TFRs are part of customary international law, invoked by international arbitral and adjudication decisions prior to and after the adoption of the UN Convention on the Law of the Sea (Unclos).
In international adjudications, the International Court of Justice (ICJ) decisions in two 1974 fisheries jurisdiction cases (United Kingdom of Great Britain and Northern Ireland v. Iceland and Federal Republic of Germany v. Iceland) are exemplary. In both cases, the ICJ decided that Iceland’s “preferential fishing rights” as a coastal state need to be “reconciled with the traditional fishing rights” of the fishermen of the UK and the Federal Republic of Germany and other nations which have habitually operated in the waters near Iceland.
In international arbitrations, two stand out. First, the 1988 arbitral decision on Eritrea v. Yemen which emphasized that “sovereignty is not inimical to, but rather entails, the perpetuation of the traditional fishing regime in the region.” And second, the 2016 arbitral decision on the Philippines v. China, which declared Scarborough Shoal as “traditional fishing ground” of Chinese and Filipino — even of Vietnamese fishermen.
The Philippines fought for the rights of Filipino fishermen to operate in Scarborough Shoal not on the basis of sovereign rights (even though Scarborough Shoal is within our exclusive economic zone) but on the basis of their TFRs. A good legal tactic as China was at the time, and currently still, was effectively occupying Scarborough Shoal. Thus, if China has sovereignty over the shoal, Filipino fishermen can still operate there on the basis of TFRs, even within the territorial sea of the shoal (the shoal is considered “legally” a “rock,” hence can only generate a 12 nautical mile territorial sea).

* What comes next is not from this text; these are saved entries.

Issue #1642, opened 2022-02-15
Add Select multi select hierarchy support


davidmenendez:
the add select pattern needs to support multi select hierarchy with these series of columns

<img width="795" alt="Screen Shot 2022-02-15 at 4 07 55 PM" src="https://user-images.githubusercontent.com/6370760/154157815-a0b473c9-10d4-4474-adac-af279145bdb7.png">

PR #1659, opened 2022-02-17
fix: adds mutli select hierarchy support

davidmenendez:
Contributes to #1642

adds multi select hierarchy support. there's a lot going on here, so i'll try to explain everything that's being done.

the biggest hurdle was figuring out how to properly display "pages" or "columns" of children. i did some reading and decided that the best way to handle this was to normalize the items into a single object with everything at the top level. the benefit here is that there's no need to do extensive digging through objects and arrays to locate a deeply nested child. the data schema that we would expect from a user should look like this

What’s the difference between “sovereign right” and TFRs? Sovereign rights are held by the State. Meanwhile, TFRs are “vested rights” held by individuals. And “the vested rights of foreign nationals,” the SCS arbitration decision emphasized in Paragraph 808, “fall squarely within the ‘other rules of international law’ applicable in the territorial sea.”
Paragraph 799 of the SCS arbitral decision further explains the status of “vested rights” in international law:
“Where private rights are concerned, international law has long recognized that developments with respect to international boundaries and conceptions of sovereignty should, as much as possible, refrain from modifying individual rights.”
This means that international law respects vested rights even in the face of claims of sovereignty and boundary limitations.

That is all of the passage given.